Oliver Kjærlund Hansen - Modelling nucleotide context of mutational processes in germline
PhD defence Thursday 5 March 2026
The defence is public and takes place on March 5th 2026, at 13:00
Location: Auditorium, Ground floor, Building D/E, Department of Molecular Medicine, Brendstrupgårdsvej 21A, 8200 Aarhus N.
Titel: Modelling nucleotide context of mutational processes in germline.
Contact: PhD student Oliver Kj. Hansen, email: oliver@clin.au.dk, Phone +45 20434305
Assessment committee:
Fran Supek, Professor at Biotech Research and Innovation Centre (BRIC), University of Copenhagen
Marketa Tomkova, Leadership Fellow at Ludwig Cancer Research Institute, University of Oxford
Johan Palmfeldt, Associate Professor at Research Unit for Molecular Medicine (MMF), Department of Clinical Medicine, Aarhus University.
Main supervisor: Søren Besenbacher, Associate Professor at the Department of Molecular Medicine (MOMA), Department of Clinical Medicine, Aarhus University, Denmark.
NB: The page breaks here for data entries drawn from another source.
Issue #271, opened 2017-02-08
Support for UUID columns in PostgreSQL (maybe other databases too)


MaikelH:
Currently the PostgreSQL system for TypeORM does not support UUID columns. (see[ PostgresQueryRunner.ts](https://github.com/typeorm/typeorm/blob/6897da035ea028b5214327d9540d27ee1a7c9dc0/src/driver/postgres/PostgresQueryRunner.ts#L746)

Since the UUID type is a supported type in PostgreSQL, TypeORM should also support it.

Some example code:

```typescript
@Entity()
export class Product {
    @PrimaryColumn('uuid')
    public id: string;
}
```

This code will error with the following output:
```
Specified type (uuid) is not supported by Postgres driver
```

pleerock:
Yes, we should add this column type. I'll implement it once I get more free time. But its easy feature, if you want to contribute - feel free to create PR for it.

PR #272, opened 2017-02-08
add support for UUID column type in PostgreSQL (#271)

MaikelH:
Support for UUID columns in PostgreSQL (see #271)


pleerock:
thank you! Will be released in next typeorm version. Let me know if you need this release urgently.

MaikelH:
For us currently the sooner would be better. We use use UUID's extensively in our application.

pleerock:
Released in `0.0.9-alpha.3`

pleerock:
yes should be so, also covered by #284

PR #277, opened 2017-02-11
Mongodb support

pleerock:


dcworldwide:
Huge pr great work. Hopefully mongo brings more developers to this lib

src/index.ts
```diff
@@ -10,8 +10,10 @@ import {ObjectType} from "./common/ObjectType";
 import {Repository} from "./repository/Repository";
 import {EntityManager} from "./entity-manager/EntityManager";
 import {PlatformTools} from "./platform/PlatformTools";
+import {TreeRepository} from "./repository/TreeRepository";
+import {MongoRepository} from "./repository/MongoRepository";
 
-// -------------------------------------------------------------------------
+// -----------------------------------------------------------------   --------
```
19majkel94: space-typo?

pleerock: looks like so, thanks

package.json
```diff
@@ -1,7 +1,7 @@
 {
   "name": "typeorm",
   "private": true,
-  "version": "0.0.9",
+  "version": "0.1.0-alpha.1",
```
19majkel94: Why no SemVer? I understand the `-alpha.x` suffix but switching from 0.0.9 to 0.1.0 is MINOR release, so no breaking changes, just new optional features. So no removing `Table` decorators or changing from `getResults` to `getMany` between 0.0.2 and 0.0.3. It's really bad that users has to save excact version of TypeORM to avoid this kind of changes because they can't rely on semver.
Why are you afraid of releasing 1.0.0? There always will be stuffs to improve or change or add, so you can't stay in 0.x.x forever 😉

pleerock: no semver until 1.0.0 . Simply because I know that there will be lot of breaking changes. Lot of most popular API are already stable. But also lot of less popular but still needed features aren't. I'll go to 1.0.0 once I cover most of features with tests and implement most of features needed to implement plus make refactorings to make a code robust and maintainable I'll go with 1.0.0. You are right that there will be always be stuff to improve or change or add, however right now typeorm is in active development which means we still expect breaking changes. And I don't want 1.0.0 to be come 17.0.0 in one year of development.

pleerock: I know that it bad for users but I hope they understand that its hard to maintain such a complex big library to a single person **effectively**. So for now strategy is to try to make breaking changes only between 0.x versions and all other non breaking changes in 0.0.x versions.

19majkel94: Acutally, it's a semver 😄 There is a special treatment for 0.x.x releases, as you said - 0.MAJOR.MINOR. npm also supports it, however for releases 0.0.x it always stick to the version (like 0.0.12), but when `^0.1.0` it will accept all 0.1.x releases:
https://nodesource.com/blog/semver-tilde-and-caret/
So all is ok, for rapid development you can continue using 0.0.x (so no 0.1.0 just 0.0.10) if TypeORM is in early stage and you plan to do a lot of API changes in near feature 😉 npm will keep installing 0.0.9 for `^0.0.9` even if there is 0.0.23 or 0.5.12 available

pleerock: ahh semver is so complex 😫 Thanks for pointing out a special treatment for 0.x.x releases. However why you are saying that typeorm still should follow 0.0.10 and not be 0.1.0 ? As I understood 0.1.0 will be `0.MAJOR.MINOR` which means api changes on MAJOR level are acceptable and on minor levels are not. This is equal to what I was talking:

> So for now strategy is to try to make breaking changes only between 0.x versions and all other non breaking changes in 0.0.x versions.

valeriy-devpronet: in simple words.
let's say we have version `1.2.3` where:
`x.x.3` - is version for bug fixing or patching which does not affect public API;
`x.2.x` - is version where can be complex changes inside methods for public API, there may be marks that methods will be deprecated, but in that release they are still exists and there exists backward compatibility to deprecated methods;
`1.x.x` - is version which breaks backward compatibility, removes all methods which marked as deprecated add new big changes;

so even simple
```
 1.2.3
 ^ ^ ^
 ^ ^ ^----- PATCH
 ^ ^------- MINOR
 ^--------- MAJOR
```


So yes adding MongoDB this is big feature, public API was changed it may be major version in terms of semver

pleerock: thanks for the reply @valeriy-devpronet . right thats basics of semver. complexity adds additional conditions when you are under `1.0.0`. So in case of `0.x.y` - `x` is major and `y` is minor as @19majkel94 said.

19majkel94: > Using the caret for versions less than 0.1.0 offers no flexibility at all. Only the exact version specified will be valid. 
For example, ^0.0.3 will only permit only exactly version 0.0.3.

> For versions greater than or equal to 0.1.0, but less than 1.0.0, the caret adopts the same behaviour as a tilde and will allow flexibility in patch versions (only).
For example, ^0.1.3 will permit all versions from 0.1.3 to the next minor, 0.2.0.

So if you decide to go to 0.1.0, from now you have to keep semver, so 0.1.1 has to be minor release with no breaking changes. If you want to keep active development and introduce many changes, I would recommend to stick to 0.0.x because you don't have to worry about breaking changes - ^0.0.9 will install only 0.0.9, not the breaking things release 0.0.10 😉 Or you might have 0.23.0 before 1.0.0 or big, rarely updates with cumulative breaking changes.

pleerock: I think we can do so 🙏 :crossed_fingers:

pleerock: but someone needs to control me 🙈 🙉 🙊

19majkel94:
If the `Table` has been renamed to `Entity`, why `Column` hasn't be renamed to `Field`? Now it's look really weird, Mongo with column 😆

Research investigates why some parts of our DNA mutate more than others
Every person’s DNA carries small changes, known as mutations. These mutations are essential for evolution, but they may also contribute to genetic disease. The biological processes that generate mutations in the human germline are not fully understood, particularly those that cause short insertions and deletions of DNA (InDels). Although it is important, it has not been clear why some parts of our DNA mutate more often than others. While many studies have reported on single DNA changes, depending on the adjacent DNA, few have attempted to disentangle the landscape in a larger DNA context, including for InDels. The project was carried out by Oliver Kj. Hansen, who is defending his dissertation on March 5th, 2026 InDels have been difficult to study due to classification challenges. Using a data-informed approach, five distinct InDel mutation signatures are identified across the human genome. These signatures reveal influences of DNA replication and transcription, including pronounced strand asymmetries in which mutation patterns differ depending on the direction of these processes. Utilising human germline mutations, we developed statistical models to explain how DNA sequence context and broader genomic properties shape mutation rates. By using extended stretches of DNA surrounding each mutation, together with features such as DNA methylation, replication timing, and recombination, the work provides improved estimates of mutation rates at single-site resolution. These models outperform existing approaches and can be used to quantify the extent to which genes are constrained against harmful mutations, an important step towards understanding genetic disease risk.